Before I decided to lose weight (over a year ago), or should I say when I first started thinking about it, I came to the realization that I was going to have to eliminate all the sweetened iced tea, pop, juice, etc, that I consumed on such a regular basis. Quite honestly, I'm amazed that I hadn't become pre-diabetic for all the sugar I was drinking.
It was pretty common (OK, daily) for me to get those giant size cups of "Sweet Tea" from McDonald's (No ice please, cuz you can get more in the cup that way). I called it my "bucket o' tea". And I'd drink that at work. All day. After work, I'd drink more sweet tea (at home, I'd make a gallon at a time, with a cup of sugar added), and drink that all afternoon and evening. And I absolutely love fruit juice. Pretty much any kind, especially if its got cranberry in it. Which means it must have lots of high-fructose corn syrup. Its nothing for me to pour myself a 16 ounce glass of juice and drink it in 2 or 3 long gulps. No one in my house will share a drink with me, cuz I'll half empty the glass!
So the thought of letting go of all that sweet, tasty, thirst-quenching heaven really filled me with anxiety. After all, we MUST drink a lot of fluids every day, its healthy, right? I got the part about changing foods and eating less fat/sugar/carbs etc. For the most part, I was prepared for that. It was the loss of the sweet drinks that really worried me. I've never been a water drinker, except in those odd moments of great thirst when the only relief is a drinking fountain with metalic tasting tepid water, and your mouth feels like the Sahara. Bleck!! But necessary.

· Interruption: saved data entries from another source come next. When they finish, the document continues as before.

PR #535, opened 2020-09-22
Storage class auth annot

Rohit-PX:
Why do we need this PR?

For auth-enabled PX clusters, security annotations must be added to storage classes under `parameters` instead of directly adding to PVC annotations or other storage object annotations


harsh-px:
@Rohit-PX the PR says annotations need to be added on the StorageClass but the PR is adding them in the MigrationSchedule. Am I missing something?

Rohit-PX:
> @Rohit-PX the PR says annotations need to be added on the StorageClass but the PR is adding them in the MigrationSchedule. Am I missing something?

I missed a commit during squash, let me correct it.

Rohit-PX:
@harsh-px I created this PR by mistakenly using an old branch. Will close this and create another.

Rohit-PX:
Was using a stale branch, create a new PR here:  https://github.com/portworx/torpedo/pull/536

Who wants to drink water like that? Or the chlorine filled stuff out of my kitchen tap?
And I didn't relish the idea of spending a ton of money on bottled water, either. It seems so ridiculous. Water. More expensive that the gas in my car. How insane is that?!?
But I relented. It hasn't been easy. But it has been surprising. At first, I started drinking a bottle here, and a bottle there. I was not impressed. None of them tasted very good, and some of them tasted rather lousy. So I kept trying different brands. Absopure, Mountain Springs, Poland Springs, Dasani, Ice Mountain. I can't even remember all the brands we've been through. None of them appealed to me. At least not at first.
My husband kept buying cases of water. After all, the kids were drinking it, he was drinking it, occasionally I would drink it. And then one day I realized that I'd become acclimated to drinking water. It wasn't so bad anymore. It happened very gradually. In the beginning, I just forced myself to sip away. More often than not, the water would long since have warmed up, making it even more unappealing, and I'd dump the rest on the plants or in the dogs dish. Hubby was getting pretty worked up about all the "wasted" water that we're paying good money for.
But one day I found myself craving a nice cold bottle of water. Like I used to crave juice or tea.I wasn't forcing myself. Wow! This feels pretty good! I used to dread the idea of having to choke down 32 or 48 or 64 ounces of water in a day. Now I don't even bat an eye. I haven't given up the sweetened morning coffee. But I've pretty much eliminated all the other stuff. And I don't worry anymore about the occassional glass of juice, because I know that the vast majority of the fluids I drink are calorie free. (And not artifically sweetened!).
So that's a hurdle I've passed. I think it was as much a mental hurdle, as it was physical. And besides the benefit of helping with weight loss and keeping me hydrated in a good way, water doesn't give me the headrushes and bloated feeling I used to get from drinking all that sweet tea. And that feels GREAT! My tastebuds have adjusted in ways I never expected! Surprise!